Another example of Habeck's effort to cleanse Islam of jihad appears in the same second chapter where she attempts to make the case that 'modern Islam' reinterpreted itself against the extremist 'revivalists.' But what Habeck ignores is that the only example she has for 'modern' Islam are the intellectual writings arising out of the 20th century, when Europe and the West dismantled the Ottoman Empire and created a bunch of Arab nation—states in the Middle East.
The fact that many Arabs embraced modern nationalism and abandoned any serious Islamic faith, and that Islamic intellectuals attempted to square this modernization with Islam, is wholly understandable and predictable. This was pursued with some real vigor by the Turks who attempted to secularize their new nation, and even by the Muslim intellectuals of India who were forced to live side by side with the dominant Hindus (800+ million Hindus versus 130+ million Moslems) — a ruling class that were not just unbelievers but pagans of the first order who reject the belief in one G—d, a sin of which even the Christians and Jews are not guilty.
Initially, there are two fundamental points that need to be clarified about this 'modern Islam' to which Habeck refers time and again as an opposing force juxtaposed against violent or jihadist Islam. First, as Habeck makes clear when she writes as a scholar and not a polemicist, violent jihad is an integral part of Islam with roots back to the Qur'an, the Hadith, the Shari'a, the Sira, the early Caliphates, and the leading intellectuals of the accepted orthodox schools of Islamic jurisprudence.
Second, modern Islam, something Habeck tries to create out of 20th century cloth, is ideologically new and far less connected to historical or traditional Islam. The effort by the intellectuals to make it both Islamic and modern requires re—writing and ignoring all of the warlike clauses of the Qur'an and of the Islamic literature and history while highlighting only its peaceful parts.
But the arguments for such a peaceful reading have far less integrity than the violent ones. And the reasons are many. The time in Mohammad's life after he came to power in Medina, conquered Mecca, and began his march outward from there is the time when all of Mohammad's and Islam's warlike jihadist ideology flourishes in actu. This was Islam in the ascendancy. The earlier time when Mohammad was not yet in power, when he lived subserviently in Mecca under the rule of pagan tribes, he is quoted in peaceful and tolerant terms.

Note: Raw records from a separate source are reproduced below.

PR #1813, opened 2020-06-12
update project maintainers

kevin-wangzefeng:
Signed-off-by: Kevin Wang <kevinwzf0126@gmail.com>

**What type of PR is this?**
> Uncomment only one ` /kind <>` line, hit enter to put that in a new line, and remove leading whitespaces from that line:
>
> /kind api-change
> /kind bug
> /kind cleanup
> /kind design

/kind documentation
> /kind test
> /kind failing-test
> /kind feature

**What this PR does / why we need it**:

- Add @chendave, @kadisi and @fisherxu as new maintainers.

- Move @CindyXing @m1093782566 @rohitsardesai83 to emeritus.

**Which issue(s) this PR fixes**:

Fixes #

**Special notes for your reviewer**:

**Does this PR introduce a user-facing change?**:

```release-note

```

PR #1822, opened 2020-06-16
hack/lib/lint.sh: fix lint error when running on master

daixiang0:

**What type of PR is this?**

/kind bug

Fix [merge issue](https://travis-ci.org/github/kubeedge/kubeedge/jobs/698780226#L673-L677).

If set pipefail, when merge, the grep regex always fail and return 1, so here disable pipefail.

Can not disable pipefail outside function, since we would source other scripts.

### DIFF
--- a/hack/lib/lint.sh
+++ b/hack/lib/lint.sh
@@ -23,6 +23,7 @@ set -o pipefail
 kubeedge::lint::check() {
     cd ${KUBEEDGE_ROOT}
     # skip deleted files
+    set +o pipefail
     git diff --cached --name-only --diff-filter=ACRMTU master | grep -Ev "externalversions|fake|vendor" | xargs --no-run-if-empty sed -i 's/[ \t]*$//'
 
     [[ $(git diff --name-only) ]] && {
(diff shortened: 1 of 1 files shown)


hack/lib/lint.sh
```diff
@@ -18,11 +18,11 @@
 
 set -o errexit
 set -o nounset
-set -o pipefail
 
 kubeedge::lint::check() {
     cd ${KUBEEDGE_ROOT}
     # skip deleted files
+    set +o pipefail
```
chendave, line 25: Just curious, why this doesn't prevent the pr https://github.com/kubeedge/kubeedge/pull/1813 from merging?

kadisi, line 25: I recommend that pipefail be enabled by default on line 21  （keep  `set -o pipefail`）

You can cancel pipefail temporarily in this line.  (`set +o pipefail`)

And then finally turn it on at the end of the function. (`set -o pipefail`)

daixiang0: Since it compares with master branch, but after merge, there is no different files, then grep nothing and return 1.

fisherxu: Should  turn it on at the end of the function. (set -o pipefail)

kadisi:
/lgtm

thanks @daixiang0

PR #1849, opened 2020-06-21
Make: verify copyright header

daixiang0:

**What type of PR is this?**

/kind cleanup

- Add missing copyright header
- Add header check


hack/copyright.go
```diff
@@ -0,0 +1,121 @@
...
+
+`)
+
+	// since different year in Copyright, just check this exist or not.
+	licenseFlag = []byte(`http://www.apache.org/licenses/LICENSE-2.0`)
+
+	usage = []byte(`
+Usage:
+  check:
+  	go run copyright.go check
```
kevin-wangzefeng, line 55: Mixed indent with space and tab?

daixiang0: Fix it.

hack/copyright.go
```diff
@@ -0,0 +1,121 @@
...
+		if filepath.Ext(path) != ".proto" && filepath.Ext(path) != ".go" {
+			return nil
+		}
+
+		b, err := ioutil.ReadFile(path)
+		if err != nil {
+			return err
+		}
+
+		if !strings.Contains(string(b), string(licenseFlag)) {
```
kevin-wangzefeng, line 87: The checker is to ensure if inputed files have copyright header, relying on "http://www.apache.org/licenses/LICENSE-2.0" as keywords would break easily if any none APL license file inputed.

daixiang0: It check our own files, which should always use apache v2 license.

hack/copyright.go
```diff
@@ -0,0 +1,121 @@
...
+	"log"
+	"os"
+	"path/filepath"
+	"strings"
+)
+
+var (
+	// license compatible for Go and Proto files.
+	license = []byte(`/*
+Copyright 2020 The KubeEdge Authors.
```
kadisi, line 32: use `time.Now().Year()` to get current year ?

hack/copyright.go
kadisi: Shall we consider checking the `sh` file ? @daixiang0 @kevin-wangzefeng @fisherxu

hack/copyright.go
kevin-wangzefeng: Agreed

cloud/cmd/admission/admission.go
```diff
@@ -1,3 +1,19 @@
+/*
+Copyright 2020 The KubeEdge Authors.
```
fisherxu, line 2: The year filed here indicates the date when the file was created, which also indicates the history of the project. So it should be consistent with the created date. Most files was added in 2018, some in 2019, others 2020.

hack/lib/lint.sh
```diff
@@ -33,4 +33,7 @@ kubeedge::lint::check() {
     golangci-lint run
     gofmt -l -w staging
     set -o pipefail
+
+    # check license
+    go run hack/copyright.go check
```
fisherxu, line 38: maybe should add to make verify.

cloud/cmd/admission/admission.go
daixiang0: I will use `git log` to get first time of file, since linux do not store create time of file.

hack/copyright.go
daixiang0: Done.

PR #1855, opened 2020-06-22
add garbage collection of reliablesyncs when node unregisters

ls889:
**What type of PR is this?**
>
> /kind api-change
> /kind bug
> /kind cleanup
> /kind design
> /kind documentation
> /kind test
> /kind failing-test
> /kind feature

 /kind bug
 /kind feature

when we use `kubectl delete node xxx` to unregister, the objectsyncs of the deleted node are still existing. There will be some problems if a new edgenode starts with the same name as the deleted node. So, we need garbage collection of these crds.

Fixes #

cc @fisherxu 

```release-note

```

### DIFF
--- a/cloud/pkg/synccontroller/synccontroller.go
+++ b/cloud/pkg/synccontroller/synccontroller.go
@@ -6,6 +6,8 @@ import (
 	"time"
 
 	v1 "k8s.io/api/core/v1"
+	"k8s.io/apimachinery/pkg/api/errors"
+	metav1 "k8s.io/apimachinery/pkg/apis/meta/v1"
 	"k8s.io/apimachinery/pkg/labels"
 	"k8s.io/apimachinery/pkg/util/wait"
 	"k8s.io/client-go/informers"
@@ -68,6 +70,9 @@ type SyncController struct {
 	deviceLister            devicelister.DeviceLister
 	clusterObjectSyncLister synclister.ClusterObjectSyncLister
 	objectSyncLister        synclister.ObjectSyncLister
+
+	// client
+	crdClient *versioned.Clientset
 }
 
 func newSyncController(enable bool) *SyncController {
@@ -123,7 +128,15 @@ func newSyncController(enable bool) *SyncController {
 		nodeLister:              nodeInformer.Lister(),
 		clusterObjectSyncLister: clusterObjectSyncInformer.Lister(),
 		objectSyncLister:        objectSyncInformer.Lister(),
+
+		crdClient: crdClient,
 	}
+
+	sctl.nodeInformer.Informer().AddEventHandler(cache.ResourceEventHandlerFuncs{
+		DeleteFunc: func(obj interface{}) {
+			sctl.deleteObjectSyncs()
+		},
+	})
 
 	return sctl
 }
@@ -177,6 +190,8 @@ func (sctl *SyncController) Start() {
 	}
 
 	go wait.Until(sctl.reconcile, 5*time.Second, beehiveContext.Done())
+
+	sctl.deleteObjectSyncs()
 }
 
 func (sctl *SyncController) reconcile() {
@@ -188,7 +203,7 @@ func (sctl *SyncController) reconcile() {
 
 	allObjectSyncs, err := sctl.objectSyncLister.List(labels.Everything())
 	if err != nil {
-		klog.Errorf("Filed to list all the ObjectSyncs: %v", err)
+		klog.Errorf("Failed to list all the ObjectSyncs: %v", err)
 	}
 	sctl.manageObjectSync(allObjectSyncs)
 
@@ -221,6 +236,37 @@ func (sctl *SyncController) manageObjectSync(syncs []*v1alpha1.ObjectSync) {
 			klog.Errorf("Unsupported object kind: %v", sync.Spec.ObjectKind)
 		}
 	}
+}
+
+func (sctl *SyncController) deleteObjectSyncs() {
+	syncs, err := sctl.objectSyncLister.List(labels.Everything())
+	if err != nil {
+		klog.Errorf("Failed to list all the ObjectSyncs: %v", err)
+	}
+	for _, sync := range syncs {
+		nodeName := getNodeName(sync.Name)
+		isGarbage, err := sctl.checkObjectSync(sync)
+		if err != nil {
+			klog.Errorf("failed to check ObjectSync outdated, %s", err)
+		}
+		if isGarbage {
+			klog.Infof("ObjectSync %s will be deleted since node %s has been deleted", sync.Name, nodeName)
+			err = sctl.crdClient.ReliablesyncsV1alpha1().ObjectSyncs(sync.Namespace).Delete(sync.Name, metav1.NewDeleteOptions(0))
+			if err != nil {
+				klog.Errorf("failed to delete objectSync %s for edgenode %s, err: %v", sync.Name, nodeName, err)
+			}
+		}
+	}
+}
+
+// checkObjectSync checks whether objectSync is outdated
+func (sctl *SyncController) checkObjectSync(sync *v1alpha1.ObjectSync) (bool, error) {
+	nodeName := getNodeName(sync.Name)
+	_, err := sctl.nodeLister.Get(nodeName)
+	if errors.IsNotFound(err) {
+		return true, nil
+	}
+	return false, err
 }
 
 // BuildObjectSyncName builds the name of objectSync/clusterObjectSync


ls889:
@fisherxu  how about now? I run a goroutine `DeleteOutdatedObjectSync()` for gc in synccontroller's start. It will delete the resources when the node deleted. but I think it costs more system resources because it starts a new goroutine.

daixiang0:
In this case, in the for loop, no need to select, it would be duplicate, see https://stackoverflow.com/questions/39107003/select-with-single-case-blocks-adding-default-unblocks.

ls889:
@daixiang0 thanks, it passes.

cloud/pkg/synccontroller/synccontroller.go
```diff
@@ -82,6 +90,11 @@ func newSyncController(enable bool) *SyncController {
 	kubeSharedInformers := informers.NewSharedInformerFactory(kubeClient, 0)
 	crdFactory := crdinformerfactory.NewSharedInformerFactory(crdClient, 0)
 
+	nodesManager, err := manager.NewNodesManager(kubeClient, v1.NamespaceAll)
+	if err != nil {
+		klog.Warningf("Create nodes manager failed with error: %s", err)
```
fisherxu, line 95: Need to exit here?

cloud/pkg/synccontroller/synccontroller.go
```diff
@@ -222,6 +240,59 @@ func (sctl *SyncController) manageObjectSync(syncs []*v1alpha1.ObjectSync) {
...
+			node, ok := e.Object.(*v1.Node)
+			if !ok {
+				klog.Warningf("Object type: %T unsupported", node)
+				continue
+			}
+			switch e.Type {
+			case watch.Deleted:
+				syncs, err := sctl.objectSyncLister.List(labels.Everything())
+				if err != nil {
+					klog.Errorf("Filed to list all the ObjectSyncs: %v", err)
```
fisherxu, line 259: Failed

cloud/pkg/synccontroller/synccontroller.go
```diff
@@ -222,6 +240,59 @@ func (sctl *SyncController) manageObjectSync(syncs []*v1alpha1.ObjectSync) {
...
+				}
+				for _, sync := range syncs {
+					nodeName := getNodeName(sync.Name)
+					if isGarbage, err := sctl.objectSyncGarbageCollection(nodeName, sync.Namespace, sync.Name); isGarbage {
+						if err != nil {
+							klog.Errorf("objectSync GC failed, err:%v", err)
+						}
+					}
+				}
+			default:
```
fisherxu, line 269: no need here

cloud/pkg/synccontroller/synccontroller.go
```diff
@@ -222,6 +240,59 @@ func (sctl *SyncController) manageObjectSync(syncs []*v1alpha1.ObjectSync) {
...
+			}
+			switch e.Type {
+			case watch.Deleted:
+				syncs, err := sctl.objectSyncLister.List(labels.Everything())
+				if err != nil {
+					klog.Errorf("Filed to list all the ObjectSyncs: %v", err)
+				}
+				for _, sync := range syncs {
+					nodeName := getNodeName(sync.Name)
+					if isGarbage, err := sctl.objectSyncGarbageCollection(nodeName, sync.Namespace, sync.Name); isGarbage {
```
fisherxu, line 263: what does the isGarbage  mean here?

cloud/pkg/synccontroller/synccontroller.go
```diff
@@ -222,6 +240,59 @@ func (sctl *SyncController) manageObjectSync(syncs []*v1alpha1.ObjectSync) {
...
+				klog.Warningf("Object type: %T unsupported", node)
+				continue
+			}
+			switch e.Type {
+			case watch.Deleted:
+				syncs, err := sctl.objectSyncLister.List(labels.Everything())
+				if err != nil {
+					klog.Errorf("Filed to list all the ObjectSyncs: %v", err)
+				}
+				for _, sync := range syncs {
```
fisherxu, line 261: What's the relationship of the sync and node here? Maybe the code needs some refactor.

cloud/pkg/synccontroller/synccontroller.go
ls889: @fisherxu  isGarbage is true means the object is outdated because edgenode doesn't exist now. we need to delete it.

cloud/pkg/synccontroller/synccontroller.go
ls889: @fisherxu syncs refers to syncObject ,the relationship is the node have syncs.  when node unregisters, it's syncs should be deleted

cloud/pkg/synccontroller/synccontroller.go
GsssC: @fisher how about regarding `node deleted event` as a trigger of deleting outdated syncs, not only deleting specific node-related syncs, in consideration of cloudcore crash?

cloud/pkg/synccontroller/synccontroller.go
```diff
@@ -222,6 +240,58 @@ func (sctl *SyncController) manageObjectSync(syncs []*v1alpha1.ObjectSync) {
 		}
 	}
 }
+func (sctl *SyncController) DeleteOutdatedObjectSync() {
+	for {
```
GsssC, line 244: plz add an init-delete when sync controller starts, node may be deleted when cloudcore crashes.

fisherxu: When the cloudcore start, do one round check and then triggered by node delete event?

cloud/pkg/synccontroller/synccontroller.go
```diff
@@ -222,6 +240,58 @@ func (sctl *SyncController) manageObjectSync(syncs []*v1alpha1.ObjectSync) {
...
+		select {
+		case <-beehiveContext.Done():
+			klog.Warning("Stop synccontroller DeleteOutdatedObjectSync loop")
+			return
+		case e := <-sctl.nodeManager.Events():
+			node, ok := e.Object.(*v1.Node)
```
fisherxu, line 250: Is it possible to reuse the nodeinformer in synccontroller to get the node delete event? @ls889 @GsssC

ls889: @fisherxu  I try to reuse it today, but failed. Because nodeinformer does'n expose lw. we can't access the event from informer.

cloud/pkg/synccontroller/synccontroller.go
fisher: @GsssC are you talking to me?

cloud/pkg/synccontroller/synccontroller.go
```diff
@@ -223,6 +244,59 @@ func (sctl *SyncController) manageObjectSync(syncs []*v1alpha1.ObjectSync) {
...
+			}
+			if err != nil {
+				klog.Fatalf("objectSync GC failed, err:%v", err)
+			}
+		}
+	}
+}
+
+// checkObjectSync checks whether objectSync is outdated
+func (sctl *SyncController) checkObjectSync(nodeName string) (isGarbage bool, err error) {
```
daixiang0, line 290: Is there necessary to specify val name when return:
`func (sctl *SyncController) checkObjectSync(nodeName string) (bool, error) {`

daixiang0: Seems the return val err never used, why not remove it?

cloud/pkg/synccontroller/synccontroller.go
daixiang0: It depends on which action we pick when the env is not clean, directly exit 1 or try some clean things to see if it can run as expected. Could we unify this logic?

cloud/pkg/synccontroller/synccontroller.go
ls889: @daixiang0  yes,(bool, error) is better.  the return val err should be used, I will add some lines to use it.

cloud/pkg/synccontroller/synccontroller.go
```diff
@@ -223,6 +244,59 @@ func (sctl *SyncController) manageObjectSync(syncs []*v1alpha1.ObjectSync) {
...
+				klog.Errorf("Fail to delete objectSync %v of EdgeNode %v which is offline", sync.Name, nodeName)
+			}
+		}
+	}
+}
+
+// checkObjectSync checks whether objectSync is outdated
+func (sctl *SyncController) checkObjectSync(sync *v1alpha1.ObjectSync) (bool, error) {
+	nodeName := getNodeName(sync.Name)
+	_, err := sctl.nodeLister.Get(nodeName)
```
ls889, line 293: @daixiang0 I read the underlying implementation of nodeLister.Get, I found err here is always nil even if it maybe has wrong. the err has two value, nil or NotFound. (in line206 /client-go@v0.17.1/tools/cache/store.go)

daixiang0: Let's keep sync with it :)

cloud/pkg/synccontroller/synccontroller.go
```diff
@@ -223,6 +238,37 @@ func (sctl *SyncController) manageObjectSync(syncs []*v1alpha1.ObjectSync) {
...
+		klog.Errorf("Failed to list all the ObjectSyncs: %v", err)
+	}
+	for _, sync := range syncs {
+		nodeName := getNodeName(sync.Name)
+		isGarbage, err := sctl.checkObjectSync(sync)
+		if err != nil {
+			klog.Errorf("Fail to check ObjectSync outdated, %s", err)
+		}
+		if isGarbage {
+			klog.Infof("ObjectSync %v will be deleted because node %v unregisters  ", sync.Name, nodeName)
```
fisherxu, line 253:
```suggestion
			klog.Infof("ObjectSync %s will be deleted since node %s has been deleted", sync.Name, nodeName)
```

cloud/pkg/synccontroller/synccontroller.go
```diff
@@ -223,6 +238,37 @@ func (sctl *SyncController) manageObjectSync(syncs []*v1alpha1.ObjectSync) {
...
+			err = sctl.crdClient.ReliablesyncsV1alpha1().ObjectSyncs(sync.Namespace).Delete(sync.Name, metav1.NewDeleteOptions(0))
+			if err != nil {
+				klog.Errorf("Fail to delete objectSync %v of EdgeNode %v which is offline", sync.Name, nodeName)
```
fisherxu, line 256:
```suggestion
				klog.Errorf("failed to delete objectSync %s for edgenode %s, err: %v", sync.Name, nodename, err)
```

cloud/pkg/synccontroller/synccontroller.go
```diff
@@ -223,6 +238,37 @@ func (sctl *SyncController) manageObjectSync(syncs []*v1alpha1.ObjectSync) {
...
+func (sctl *SyncController) deleteObjectSyncs() {
+	syncs, err := sctl.objectSyncLister.List(labels.Everything())
+	if err != nil {
+		klog.Errorf("Failed to list all the ObjectSyncs: %v", err)
+	}
+	for _, sync := range syncs {
+		nodeName := getNodeName(sync.Name)
+		isGarbage, err := sctl.checkObjectSync(sync)
+		if err != nil {
+			klog.Errorf("Fail to check ObjectSync outdated, %s", err)
```
fisherxu, line 250: failed

ls889:
@fisherxu done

But traditional Islam itself recognizes this change or abrogation. Once Islam came to power a new order existed in the world with a dominant Islam not to be willingly subverted again.
The moderns wish to argue that if you take Mohammad seriously and literally, as the jihadists do, you cannot alter his teaching or abrogate his peaceful words. But this logic fails the test of reason.
First, the historical divide and the point of Islam's ascension to power have been accepted as authoritative tradition. Second, it is logical to suggest that once Islam freed itself from the dominance of the pagan world and took power, its methodology is sacralized for all time. Third, when confronted by a man who lived both a peaceful and a violent, murderous life (we are speaking here of Mohammad of course), it will be hard to construct a peaceful ideology or religion when all of his words and deeds are considered divinely ordained.
Here the moderate or liberal Muslim falls on his own interpretive sword. At best, faithful Muslims will be peaceful when it suits them and violent and murderous when it suits them. At worst, just plain murderous.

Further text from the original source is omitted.